Breakthrough Research Shows We Can Reduce Gender Bias in Natural Language AI

09 June 2022
Gender Bias

Machine learning algorithms function on the training data that they receive however human biases exist in language data.  Bias is a prejudice for or against a person or group that is considered unfair and it can alter how an algorithm functions and result in the same mistakes or assumptions being made over and over. Leading-edge research from the SFI ADAPT Centre for AI-Driven Digital Content Technology aims to mitigate gender bias in technology in ground-breaking new ways.  Led by ADAPT Research Engineer Nishta Jain in collaboration with Microsoft and Imperial College London, the research will be presented at the prestigious European Language Resource Association’s 13th Language Resources and Evaluation Conference (LREC) to be held from June 21-23, 2022 in Marseille, France.

In recent times, studying and mitigating gender and other biases in natural language have become important areas of research from both algorithmic and data perspectives. However, previous work in this area has proved to be costly and tedious requiring large amounts of gender balanced training data. 

Speaking about the significance of the research, ADAPT’s Research Engineer Nishtha Jain said: “From finding a romantic partner to getting that dream job, Artificial Intelligence plays a bigger role in helping shape our lives than ever before. This is the reason, we as researchers need to ensure technology is more inclusive from an ethical and socio-political standpoint. Our research is a step in the direction of making AI technology more inclusive regardless of one’s gender.”   
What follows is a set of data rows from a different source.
PR #1310, opened 2025-05-12
Better choices for `stackTraceKey`

rjrjr:
Found a few spots where `stackTraceKey` was including id hashes, resulting in separate crash reporter error groups per process. Fixed that and over-documented the rules. Glad this isn't public API.

### DIFF
--- a/workflow-core/src/commonMain/kotlin/com/squareup/workflow1/WorkerWorkflow.kt
+++ b/workflow-core/src/commonMain/kotlin/com/squareup/workflow1/WorkerWorkflow.kt
@@ -40,7 +40,8 @@ internal class WorkerWorkflow<OutputT>(
       unsnapshottableIdentifier(workerType)
     }
 
-  override fun describeRealIdentifier(): String = workerType.toString()
+  override fun describeRealIdentifier(): String =
+    workerType.toString().replace(" (Kotlin reflection is not available)", "")
 
   override fun initialState(
     props: Worker<OutputT>,
--- a/workflow-runtime/src/commonMain/kotlin/com/squareup/workflow1/internal/RealRenderContext.kt
+++ b/workflow-runtime/src/commonMain/kotlin/com/squareup/workflow1/internal/RealRenderContext.kt
@@ -72,7 +72,9 @@ internal class RealRenderContext<out PropsT, StateT, OutputT>(
     key: String,
     handler: (ChildOutputT) -> WorkflowAction<PropsT, StateT, OutputT>
   ): ChildRenderingT {
-    checkNotFrozen(child) { "renderChild(${child.identifier})" }
+    checkNotFrozen(child.identifier) {
+      "renderChild(${child.identifier})"
+    }
     return renderer.render(child, props, key, handler)
   }
 
@@ -111,6 +113,7 @@ internal class RealRenderContext<out PropsT, StateT, OutputT>(
 
   /**
    * @param stackTraceKey ensures unique crash reporter error groups.
+   * It is important that keys are stable across processes, avoid system hashes.
    *
    * @see checkWithKey
    */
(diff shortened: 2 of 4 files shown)


rjrjr:
```
  at com.squareup.workflow1.internal.RealRenderContext.fakeMethodForCrashGrouping(com.squareup.workflow1.Worker<[REDACTED]> (Kotlin reflection is not available)-key:237304290)
```

- Not thrilled about `Kotlin reflection is not available` coming from the identifier but that's just a nit
- That "key" is okay this time but I think it's a mistake to use it. Remembering too many UUID calls for that.

rjrjr:
> ```
>   at com.squareup.workflow1.internal.RealRenderContext.fakeMethodForCrashGrouping(com.squareup.workflow1.Worker<[REDACTED]> (Kotlin reflection is not available)-key:237304290)
> ```
> 
> * Not thrilled about `Kotlin reflection is not available` coming from the identifier but that's just a nit
> * That "key" is okay this time but I think it's a mistake to use it. Remembering too many UUID calls for that.

Actually that kotlin reflection thing is pretty bad, the type is the only unique bit.

rjrjr:
> > ```
> >   at com.squareup.workflow1.internal.RealRenderContext.fakeMethodForCrashGrouping(com.squareup.workflow1.Worker<[REDACTED]> (Kotlin reflection is not available)-key:237304290)
> > ```
> > 
> > 
> >     
> >       
> >     
> > 
> >       
> >     
> > 
> >     
> >   
> > 
> > * Not thrilled about `Kotlin reflection is not available` coming from the identifier but that's just a nit
> > * That "key" is okay this time but I think it's a mistake to use it. Remembering too many UUID calls for that.
> 
> Actually that kotlin reflection thing is pretty bad, the type is the only unique bit.

Ah, but the redacted bit had a very nice name. Okay, I think this will work. Going to look a bit harder to see if I can get the "Kotlin reflection" noise out of there, every time it shows up is irritating.

rjrjr:
> Ah, but the redacted bit had a very nice name. Okay, I think this will work. Going to look a bit harder to see if I can get the "Kotlin reflection" noise out of there, every time it shows up is irritating.

No wait, that's in the message, not the stack key. So the stack key should be using whatever is in the message…

rjrjr:
That's the `toString()` of `WorkflowIdentifier`, which looks like it was crazy carefully over engineered. I was avoiding it, going to go ahead and use it.

rjrjr:
> That's the `toString()` of `WorkflowIdentifier`, which looks like it was crazy carefully over engineered for exactly this kind of case. I was avoiding it, going to go ahead and use it.

- I confused myself, nothing in the line I quoted is part of the message, it really was all the key. So yes, uniqueness looks good
- that damn "Kotlin reflection is not available" bit is still in that ID to string and you know what? I'm just going to filter it the hell out right at the source.

rjrjr:
> > That's the `toString()` of `WorkflowIdentifier`, which looks like it was crazy carefully over engineered for exactly this kind of case. I was avoiding it, going to go ahead and use it.
> 
> * I confused myself, nothing in the line I quoted is part of the message, it really was all the key. So yes, uniqueness looks good
> * that damn "Kotlin reflection is not available" bit is still in that ID to string and you know what? I'm just going to filter it the hell out right at the source.

Ah, bliss!

```
  at com.squareup.workflow1.internal.RealRenderContext.fakeMethodForCrashGrouping(com.squareup.workflow1.Worker<com.squareup.squareone.core.Sq…us>:1728925657)
```

rjrjr:
Bah, backing out the reflection tweak b/c of a broken unit test, `WorkflowNodeTest.sideEffect_coroutine_is_named()`. But I'm coming back for it!

steve-the-edwards (approved):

ADAPT’s new work leverages pre-trained deep-learning language models to reduce bias in a language generation context. The new research approach can accelerate efficacies, making this technology more affordable and less time-consuming. The approach is designed to work on multiple languages with minimal changes in the form of heuristics. To prove this, the research was successfully tested on a high resource language, namely Spanish, and a very low resource language, namely Serbian, with positive results. 

The research paper is titled Leveraging Pre-trained Language Models for Gender DebiasingCo-authors on the paper include Maja Popović (DCU), Declan Groves (Microsoft) and Lucia Specia (Imperial College London).